Copy every line of the entries that includes the word "issues".

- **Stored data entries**
══════════
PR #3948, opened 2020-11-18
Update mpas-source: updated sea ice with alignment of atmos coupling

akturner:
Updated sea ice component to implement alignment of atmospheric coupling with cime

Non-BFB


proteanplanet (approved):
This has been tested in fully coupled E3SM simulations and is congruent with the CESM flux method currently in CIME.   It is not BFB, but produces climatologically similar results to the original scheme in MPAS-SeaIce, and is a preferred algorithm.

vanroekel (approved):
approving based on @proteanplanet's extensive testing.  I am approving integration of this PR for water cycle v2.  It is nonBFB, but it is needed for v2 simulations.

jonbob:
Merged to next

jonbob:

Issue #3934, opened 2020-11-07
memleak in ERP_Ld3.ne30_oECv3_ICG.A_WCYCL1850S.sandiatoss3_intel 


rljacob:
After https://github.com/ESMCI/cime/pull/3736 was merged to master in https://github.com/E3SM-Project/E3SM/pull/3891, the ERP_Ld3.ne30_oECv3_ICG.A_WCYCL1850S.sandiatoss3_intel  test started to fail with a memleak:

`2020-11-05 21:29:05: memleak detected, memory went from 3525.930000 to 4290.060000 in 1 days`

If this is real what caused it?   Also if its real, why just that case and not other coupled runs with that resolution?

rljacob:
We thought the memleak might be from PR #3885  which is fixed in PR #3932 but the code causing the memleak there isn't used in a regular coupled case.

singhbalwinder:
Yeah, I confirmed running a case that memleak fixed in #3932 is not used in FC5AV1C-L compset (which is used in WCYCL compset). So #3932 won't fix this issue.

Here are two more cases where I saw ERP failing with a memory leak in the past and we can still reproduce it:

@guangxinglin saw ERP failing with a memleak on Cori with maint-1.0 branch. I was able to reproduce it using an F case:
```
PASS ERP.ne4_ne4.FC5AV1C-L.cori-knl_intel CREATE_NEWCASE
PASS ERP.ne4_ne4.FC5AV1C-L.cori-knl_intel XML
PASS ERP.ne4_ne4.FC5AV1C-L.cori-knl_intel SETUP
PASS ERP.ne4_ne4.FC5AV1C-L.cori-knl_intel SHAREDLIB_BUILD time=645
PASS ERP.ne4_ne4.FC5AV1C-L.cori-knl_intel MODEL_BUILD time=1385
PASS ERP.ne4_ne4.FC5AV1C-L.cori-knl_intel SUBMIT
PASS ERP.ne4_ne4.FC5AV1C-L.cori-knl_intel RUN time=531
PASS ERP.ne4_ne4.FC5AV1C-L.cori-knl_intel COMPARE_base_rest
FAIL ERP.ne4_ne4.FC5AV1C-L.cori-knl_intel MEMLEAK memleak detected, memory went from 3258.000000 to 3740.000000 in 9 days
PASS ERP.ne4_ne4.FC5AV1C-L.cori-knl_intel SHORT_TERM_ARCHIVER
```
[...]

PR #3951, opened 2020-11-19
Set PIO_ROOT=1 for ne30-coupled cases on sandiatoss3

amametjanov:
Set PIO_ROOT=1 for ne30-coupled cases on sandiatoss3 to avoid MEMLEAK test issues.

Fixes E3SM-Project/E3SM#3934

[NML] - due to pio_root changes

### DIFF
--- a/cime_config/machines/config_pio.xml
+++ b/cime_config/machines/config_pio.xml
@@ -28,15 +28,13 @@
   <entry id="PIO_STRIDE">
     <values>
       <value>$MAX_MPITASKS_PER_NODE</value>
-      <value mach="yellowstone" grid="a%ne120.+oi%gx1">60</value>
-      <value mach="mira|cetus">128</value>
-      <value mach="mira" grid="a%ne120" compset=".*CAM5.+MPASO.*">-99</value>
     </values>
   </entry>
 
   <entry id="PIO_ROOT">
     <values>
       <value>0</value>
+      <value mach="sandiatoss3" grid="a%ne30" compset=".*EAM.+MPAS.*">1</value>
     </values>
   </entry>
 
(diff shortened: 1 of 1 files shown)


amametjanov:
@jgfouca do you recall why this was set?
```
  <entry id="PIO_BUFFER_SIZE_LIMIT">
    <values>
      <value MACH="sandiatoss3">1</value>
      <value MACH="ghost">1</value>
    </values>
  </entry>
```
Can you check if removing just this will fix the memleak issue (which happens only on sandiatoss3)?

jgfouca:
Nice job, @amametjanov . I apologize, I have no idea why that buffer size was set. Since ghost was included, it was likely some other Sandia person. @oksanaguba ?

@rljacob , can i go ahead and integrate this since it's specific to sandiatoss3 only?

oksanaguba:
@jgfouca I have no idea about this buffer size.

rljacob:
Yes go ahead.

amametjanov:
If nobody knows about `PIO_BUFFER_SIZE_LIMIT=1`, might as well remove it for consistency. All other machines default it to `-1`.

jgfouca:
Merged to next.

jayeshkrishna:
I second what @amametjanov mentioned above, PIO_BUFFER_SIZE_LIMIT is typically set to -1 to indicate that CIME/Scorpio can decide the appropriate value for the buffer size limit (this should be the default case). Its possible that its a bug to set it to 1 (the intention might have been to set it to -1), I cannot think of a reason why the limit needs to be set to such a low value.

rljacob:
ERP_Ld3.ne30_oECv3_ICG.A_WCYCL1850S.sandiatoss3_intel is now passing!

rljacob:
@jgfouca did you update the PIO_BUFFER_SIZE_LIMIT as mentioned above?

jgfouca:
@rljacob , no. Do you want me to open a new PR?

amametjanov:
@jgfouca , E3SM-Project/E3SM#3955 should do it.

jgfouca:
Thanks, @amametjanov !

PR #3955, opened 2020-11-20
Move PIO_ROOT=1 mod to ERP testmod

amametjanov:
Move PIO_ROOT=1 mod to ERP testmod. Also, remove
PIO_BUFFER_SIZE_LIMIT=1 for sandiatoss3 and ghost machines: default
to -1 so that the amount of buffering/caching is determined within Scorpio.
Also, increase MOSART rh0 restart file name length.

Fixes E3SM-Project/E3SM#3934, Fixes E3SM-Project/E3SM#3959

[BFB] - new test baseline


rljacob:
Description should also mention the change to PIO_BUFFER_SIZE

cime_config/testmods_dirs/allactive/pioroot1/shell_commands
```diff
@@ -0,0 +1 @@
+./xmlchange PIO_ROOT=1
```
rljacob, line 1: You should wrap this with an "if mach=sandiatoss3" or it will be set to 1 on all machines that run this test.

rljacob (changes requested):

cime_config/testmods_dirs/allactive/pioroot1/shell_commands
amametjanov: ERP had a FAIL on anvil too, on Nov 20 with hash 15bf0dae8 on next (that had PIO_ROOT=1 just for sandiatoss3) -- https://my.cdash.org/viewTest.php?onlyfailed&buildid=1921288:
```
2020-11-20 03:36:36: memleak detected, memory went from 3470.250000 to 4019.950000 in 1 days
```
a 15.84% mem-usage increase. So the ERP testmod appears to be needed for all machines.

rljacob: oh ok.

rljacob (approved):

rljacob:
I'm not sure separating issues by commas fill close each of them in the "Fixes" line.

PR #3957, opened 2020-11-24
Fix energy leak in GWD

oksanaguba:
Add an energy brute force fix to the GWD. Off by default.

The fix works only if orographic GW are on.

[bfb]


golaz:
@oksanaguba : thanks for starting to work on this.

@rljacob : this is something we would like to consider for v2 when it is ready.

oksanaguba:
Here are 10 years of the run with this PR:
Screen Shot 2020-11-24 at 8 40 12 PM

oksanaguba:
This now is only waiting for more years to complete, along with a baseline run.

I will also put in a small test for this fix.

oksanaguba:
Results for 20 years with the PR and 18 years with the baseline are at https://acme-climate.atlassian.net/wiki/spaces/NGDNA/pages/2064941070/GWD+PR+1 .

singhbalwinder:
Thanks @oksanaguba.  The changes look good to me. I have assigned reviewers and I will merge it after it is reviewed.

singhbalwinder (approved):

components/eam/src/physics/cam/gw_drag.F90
══════════
- **EXPECTED OUTPUT**
Set PIO_ROOT=1 for ne30-coupled cases on sandiatoss3 to avoid MEMLEAK test issues.
I'm not sure separating issues by commas fill close each of them in the "Fixes" line.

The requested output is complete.